[RECORDS FOR PROCESSING]

PR #1242, opened 2026-06-21
fix(table): equality delete null key encoding

fallintoplace:
## Summary

This makes the equality-delete fast-path encoders write the same null tag as the generic encoder before reading raw Arrow values. Without that guard, nullable numeric/date/time/timestamp keys could be encoded as non-null zero or epoch-like values.

The tests cover the raw fast-path encoders directly and scan-level equality deletes where a null delete key must remove only null rows, not non-null zero or epoch rows.

## Testing

- `go test ./table -run 'TestEqualityDeleteNullable|TestMakeColEncoderMatchesGenericForNullFastPathTypes' -count=1`
- `git diff --check`
- `go test ./table -count=1`
- `go test ./... -count=1`


table/equality_delete_reader.go
```diff
@@ -361,76 +371,120 @@ func makeColEncoder(arr arrow.Array) colEncoder {
 		vals := a.Int8Values()
 
 		return func(buf *bytes.Buffer, row int) {
+			if writeNullTagIfNull(buf, a, row) {
```
laskoviymishka: This is the main thing I'd like to settle before the rest. This two-line guard is now copy-pasted into all 11 numeric closures, and there's nothing structural stopping the next fast-path someone adds from forgetting it — which is exactly how this bug got in.

I'd lift it to a wrapper applied at the `makeColEncoder` return site:

```go
func withNullGuard(arr arrow.Array, enc colEncoder) colEncoder {
	return func(buf *bytes.Buffer, row int) {
		if writeNullTagIfNull(buf, arr, row) {
			return
		}
		enc(buf, row)
	}
}
```

Then each branch becomes `return withNullGuard(a, func(buf, row) { buf.WriteByte(1); ... })` — one guard to review instead of eleven, and the string/binary/boolean arms could fold into it too so we stop carrying three null-guard idioms in one function. If the extra indirection has measurable hot-path cost I'd keep the inline form but leave a comment marking it load-bearing. wdyt?

table/equality_delete_reader_test.go
```diff
@@ -280,3 +280,226 @@ func TestEqualityDeleteMultiColumnKey(t *testing.T) {
...
+	}{
+		{
+			name:    "int",
+			keyType: iceberg.PrimitiveTypes.Int32,
+			dataJSON: `[
+				{"row_id": 1, "key": null},
+				{"row_id": 2, "key": 0},
+				{"row_id": 3, "key": 7}
+			]`,
+			deleteJSON: `[{"key": null}]`,
```
laskoviymishka: Every case here uses `deleteJSON: [{"key": null}]`, so we only ever prove a null delete key matches null rows — the easy half. The half with the data-loss teeth is the converse: a non-null delete key, especially `0`, must *not* delete a null-key row.

Pre-fix, a null row encoded as `0x01` + a zero payload, byte-identical to a real key of `0`. So `deleteJSON: [{"key": 0}]` against this exact data (row 1 null, row 2 = 0) would have deleted *both* rows, and should now delete only row 2. That case catches the bug from the dangerous direction and guards against a future regression where the null tag collides with a zero value. Could we add a subcase (per type, or a representative few) with `deleteJSON: [{"key": 0}]` and the null row expected to survive?

table/equality_delete_reader_internal_test.go
```diff
@@ -0,0 +1,190 @@
...
+		{name: "float64", arr: buildNullableFloat64Array(mem)},
+		{name: "date32", arr: buildNullableDate32Array(mem)},
+		{name: "date64", arr: buildNullableDate64Array(mem)},
+		{name: "time32", arr: buildNullableTime32Array(mem)},
+		{name: "time64", arr: buildNullableTime64Array(mem)},
+		{name: "timestamp", arr: buildNullableTimestampArray(mem)},
+	}
+
+	for _, tt := range tests {
+		defer tt.arr.Release()
```
laskoviymishka: `defer tt.arr.Release()` inside the range loop stacks all 11 releases on the parent function's defer list rather than running per-iteration — they all fire when the test returns, after `mem.AssertSize`. It's correct today because the subtests are synchronous, but it reads as if it's scoped per-iteration when it isn't, and the day someone adds `t.Parallel()` in the `t.Run` closure the parent can return while a subtest still holds a live ref. I'd move it inside the `t.Run` closure so the lifetime matches the scope.

table/equality_delete_reader_internal_test.go
```diff
@@ -0,0 +1,190 @@
...
+			}
+		})
+	}
+}
+
+func buildNullableInt8Array(mem memory.Allocator) arrow.Array {
+	builder := array.NewInt8Builder(mem)
+	defer builder.Release()
+
+	builder.Append(7)
```
laskoviymishka: Every builder produces the same shape — `[non-null, null, non-null]` with the null fixed at index 1. That leaves a few edges unexercised: null at index 0, null at `Len-1`, an all-null array, and (the one I'd actually want) an all-valid array with `NullN == 0`. The all-valid case is the only thing that proves `writeNullTagIfNull` is a true no-op when there's no null bitmap. A 4-element variant with nulls at the ends plus one all-valid subcase would round this out.

table/equality_delete_reader_test.go
```diff
@@ -280,3 +280,226 @@ func TestEqualityDeleteMultiColumnKey(t *testing.T) {
...
+			require.NoError(t, rd.Commit(t.Context()))
+			tbl, err = tx2.Commit(t.Context())
+			require.NoError(t, err)
+
+			assert.Equal(t, []int64{2, 3}, collectRowIDs(t, tbl))
+		})
+	}
+}
+
+func TestEqualityDeleteNullableCompositeFastPathKey(t *testing.T) {
```
laskoviymishka: This composite case only covers `{id: 7, deleted_at: null}` — one non-null field, one null. The concat case I'd want is the all-null key `{id: null, deleted_at: null}` producing `[0x00][0x00]`, which is what proves key concatenation handles a fully-null composite. Worth a subcase where both fields are null and only the matching all-null row is deleted.

table/equality_delete_reader_test.go
```diff
@@ -280,3 +280,226 @@ func TestEqualityDeleteMultiColumnKey(t *testing.T) {
...
+	require.NoError(t, err)
+
+	var ids []int64
+	for rec, err := range itr {
+		require.NoError(t, err)
+
+		indices := rec.Schema().FieldIndices("row_id")
+		require.NotEmpty(t, indices)
+
+		col := rec.Column(indices[0]).(*array.Int64)
```
laskoviymishka: Bare type assertion will panic with an unhelpful message if the column ever comes back as something other than `Int64`. Safe given the hardcoded schema, but `require.IsType` or the two-value form keeps the failure readable. Minor companion just below: the loop uses `for i := 0; i < col.Len(); i++` — `for i := range col.Len()` is available on Go 1.25. Both very minor.

laskoviymishka (changes requested):
Nice catch, and the fix itself is correct — `writeNullTagIfNull` plus the guard at the top of each fast-path closure makes the numeric/temporal encoders consult the null bitmap before reading `vals[row]`, so a null key now encodes as the `0x00` tag instead of `0x01` + a zero/epoch payload. That lines up with `encodeArrowValue` and with Java's `Comparators.nullsFirst()` both-null-equal semantics, and since the same encoder builds both the delete-key set and the data-row keys, the fix closes the mismatch on both sides.

The main thing I'd like to settle before going deeper is structural, not the fix itself. We've now got the same two-line guard copy-pasted into all 11 numeric closures, and three different null-guard idioms living in one function — the inline `a.IsNull` on string/binary/boolean, the new `writeNullTagIfNull` on the numerics, and the default delegation. Nothing stops the next fast-path branch someone adds from silently forgetting the guard, which is exactly how this bug got in. I left an inline suggestion to lift it to a `withNullGuard` wrapper applied at the `makeColEncoder` return site — one guard to review instead of eleven. I'd like to agree on that direction first, because it reshapes where the guard lives and a couple of the test notes below get easier to place once we know the final structure.

Once we've settled the structure, the one coverage gap I'd still want regardless is the converse case: every test here drives a null delete key against null rows, but none prove that a non-null/zero delete key leaves a null row alone — and that's the direction with the data-loss teeth. The rest are small test cleanups (per-iteration `defer`, a couple of edge shapes, an all-null composite key, a type-assertion nit) that we can fold in cheaply once the structure's locked.

I'll hold off approving until we've talked through the wrapper — happy to take another pass right after.

table/equality_delete_reader_test.go
```diff
@@ -280,3 +280,270 @@ func TestEqualityDeleteMultiColumnKey(t *testing.T) {
...
+		{
+			name:    "long",
+			keyType: iceberg.PrimitiveTypes.Int64,
+			dataJSON: `[
+				{"row_id": 1, "key": null},
+				{"row_id": 2, "key": 0},
+				{"row_id": 3, "key": 7}
+			]`,
+			nullDeleteJSON: `[{"key": null}]`,
+			zeroDeleteJSON: `[{"key": 0}]`,
```
laskoviymishka, line 312: I'd drop the `float` and `double` sub-cases here.

The spec says float and double columns can't be used as equality delete columns, so these set `EqualityFieldIDs` on a key type that Java/PyIceberg/Rust would refuse to write — the round-trip we're asserting can't actually occur, and it quietly implies we support float-keyed deletes. The encoder-level test (`TestMakeColEncoderMatchesGenericForNullFastPathTypes`) is the right place to exercise float/double, since it checks the encoding layer in isolation without claiming they're valid keys — happy to keep them there.

Separately, there's no validation rejecting float/double equality field IDs at write/commit time — pre-existing, worth a follow-up, not this PR.

laskoviymishka (changes requested):
Almost there, one blocker to merge: the scan-level test uses `float`/`double` as equality-delete key columns, which the spec disallows in `equality_ids`. Details in the inline note.

Everything else is in good shape — the core fix is symmetric across the delete-key and data-row paths, the string/binary/bool/fixed cases were already guarded, and the null-matches-null semantics line up with Java's nulls-first comparators. Drop the float/double scan cases and this is good to land.

laskoviymishka (approved):
nice one!

fallintoplace:
I will fix the merge conflict later today.

zeroshade (approved):
LGTM. The earlier blocking compile error in `equality_delete_reader_internal_test.go` is fixed - the imports are back in the import block and `buildTimestampArray` is properly closed (`go test ./table` passes). The `withNullGuard` / `writeNullTagIfNull` change correctly restores null-tag symmetry so null equality-delete keys no longer collide with zero/epoch values: fast-path raw reads are guarded, and all-valid arrays skip the wrapper via `NullN() == 0`. The encoder-symmetry internal tests plus the scan-level null-vs-zero/epoch tests cover the high-risk cases.

Optional, non-blocking: the scan-level tests exercise int/long/date/timestamp but not every type the internal encoder-symmetry tests cover (e.g. float/time/date64) - a couple more scan-level cases would round things out, though the internal tests already pin the encoder behavior. Nice fix.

[/RECORDS FOR PROCESSING]

Starting at the line above that contains "fix(table): equality delete null key encoding", repeat each line exactly up to and including the line that contains "This makes the", and stop there.

fix(table): equality delete null key encoding

fallintoplace:
## Summary

This makes the equality-delete fast-path encoders write the same null tag as the generic encoder before reading raw Arrow values. Without that guard, nullable numeric/date/time/timestamp keys could be encoded as non-null zero or epoch-like values.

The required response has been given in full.